The CSI of literature

“The Hunger Games,” “Twilight,” anything written by James Patterson — these are the kind of sensational page-turners, complete with love triangles and predictable plots, that I wouldn’t want to be caught reading even in an airport bookstore devoid of any other print media. Really, I’d sooner read a dictionary.

In my mind, page-turners are to books as crime scene procedurals are to TV shows. They’re formulaic, flashy and unfairly successful. They do a disservice to quality literature, but people want to read them.

As it turns out, there’s an Indiana author and YouTuber John Green who has written a number of novels like this — all large print with short chapters and plenty of teenage romance. “The Fault in Our Stars,” Green’s most recent book, features the same generic love story found in his other books, but this time around the teenagers have cancer. Despite my aversion to books like this, I ended up reading it the whole way through. I can’t say that I totally regret doing so.

The thing about Green is he knows his way around literature. He’s well-read. He quotes Emily Dickinson and Shakespeare (the title, “The Fault in Our Stars,” is taken right out of a monologue in “Julius Caesar”). He alludes to Greek mythology and abstract French painters. Green even goes out of his way to research cancer treatment for the premise of the novel. But unlike the great literature it quotes, “The Fault in Our Stars” doesn’t sustain any kind of profound existential engagement, despite its grave subject matter. Again, these teenagers have cancer.

Now, I wouldn’t be criticizing the book for this shortcoming except it actually does try to be profound. The phrase “existentially fraught” is used more than once. The problem is as soon as Green has his characters make mention of oblivion or true love, they stop midway through the idea, offering only a glimpse where great authors flesh out the whole expansive view.

The real fault of “The Fault in Our Stars” may be its inability to probe its existentially-ripe content to any great depth, but this very fault gives rise to its greatest strength: It’s eminently readable. The book is not weighed down by inscrutable metaphors or drawn out cogitations. Its sentences are terse and often pedestrian in construction, its language colloquial and humorous. In many ways, it’s a lean book, thin like the emaciated cancer patients it describes. Sometimes, this figurative thinness is good. Not “perfect in every way” (as per an excerpt from the Sacramento Bee on the book’s back cover), but good.

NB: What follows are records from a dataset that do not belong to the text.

PR #499, opened 2025-10-17
ENG-972 Missed last type regeneration

maparent:
https://linear.app/discourse-graphs/issue/ENG-972/missed-last-type-regeneration
I forgot to regenerate the types after my last migration changes. This is only generated code.


mdroidian (approved):
This has happened a few times now.  Could you add a linear tasks to your backlog to create a CI step to check for this, please?

PR #505, opened 2025-10-19
ENG-984 Add DiscourseContextOverlay support in ResultsTable

mdroidian:
simple v0 with the popup but this is the only way to async query the discourse relations/references to get the values.
`action:discourse:overlay`
image

## Summary by CodeRabbit

* **New Features**
  * Introduced an "overlay" suggestion option for discourse-related actions, allowing users to view and interact with context overlays alongside other interaction options.


mdroidian:
@CodeRabbitai full review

Maybe page-turners aren’t to be so easily dismissed. Maybe they serve their role in the literary world as a light side dish beside the dense richness of the main course of literary greats. I don’t expect to be picking up any side dishes any time soon, but if I have to, I think I’ll prefer the Green variety.

The views expressed in this column are those of the author and not necessarily those of The Observer.